С самого начала детективы склонялись к версии, что Джонсон был «козлом отпущения», инструментом, использованным врагом Козы Ностра, чтобы выполнить заказ на самоубийство Коломбо. Через четыре часа после покушения в Ассошиэйтед Пресс позвонил человек, назвавшийся представителем «Черной революционной атакующей группы» (BRAT), и заявил, что Коломбо был застрелен в отместку за акты насилия, совершенные белой властью против афроамериканцев. Детективы вскоре установили, что группа была вымышленной. Они сомневались, что настоящая подпольная черная группировка видела бы какую-то политическую цель в уничтожении лидера мафии. Не удалось найти никаких связей между Джеромом Джонсоном и радикальными чернокожими политическими активистами. На самом деле Джонсон общался в основном с белыми, и детективам не удалось найти ни одного его близкого чернокожего друга. Детективы предположили, что фальшивое заявление BRAT может быть красной селедкой, ведущей их по ложному следу.
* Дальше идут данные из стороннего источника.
PR #574, opened 2017-10-13
Fix improper migration of sync metadata keychain item

### LINKED ISSUE #569: Metadata key migration contains a bug.

austinzheng:
#572 will provide a fix for users who have already encountered this bug.

Fixes #569


bdash:
Thanks for splitting this out, Austin.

Следователи все же составили портрет Джерома Джонсона как мелкого мошенника, подделывателя чеков, грабителя и
ловеласа
, который бродил по студенческим городкам, пытаясь соблазнить студенток. Каким-то образом Джонсон, не имея опыта работы фотографом, выманил у отделения лиги в Нью-Брансуике (штат Нью-Джерси) разрешение на освещение митинга на Коламбус-Серкл. С дорогой камерой Bolex стоимостью 1200 долларов, перекинутой через плечо, и статной чернокожей ассистенткой рядом, которая также предъявила пресс-карту, Джонсон пробирался к Коломбо. По мнению детективов, по мере приближения к Коломбо женщина передала Джонсону пистолет — не поддающийся отслеживанию автоматический пистолет «Мента» 32-го калибра, произведенный в Германии во время Первой мировой войны. В подходящий момент женщина маневрировала рядом с Коломбо, крикнув: «Привет, Джо». Остановившись, Коломбо повернулся и посмотрел на женщину сквозь очки в роговой оправе. Улыбаясь, он ответил ей: «Приветик». Это был шанс для Джонсона. Почти в упор он сделал три выстрела, прежде чем его повалила на землю толпа телохранителей и полицейских. Во время драки убийца Джонсона всадил ему в спину три пули 38-го калибра; оружие, которое также не удалось отследить, было найдено рядом с телом убийцы.